• TASK INPUTS:
PR #941, opened 2022-01-31
Add `penalty` method to created rate limiters

Page-:
Change-type: patch


Page-:
@balena-ci I self-certify!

• ABOUT THIS TASK:
From the first line to the last, give the data again exactly.

• SOLUTION:
PR #941, opened 2022-01-31
Add `penalty` method to created rate limiters

Page-:
Change-type: patch


Page-:
@balena-ci I self-certify!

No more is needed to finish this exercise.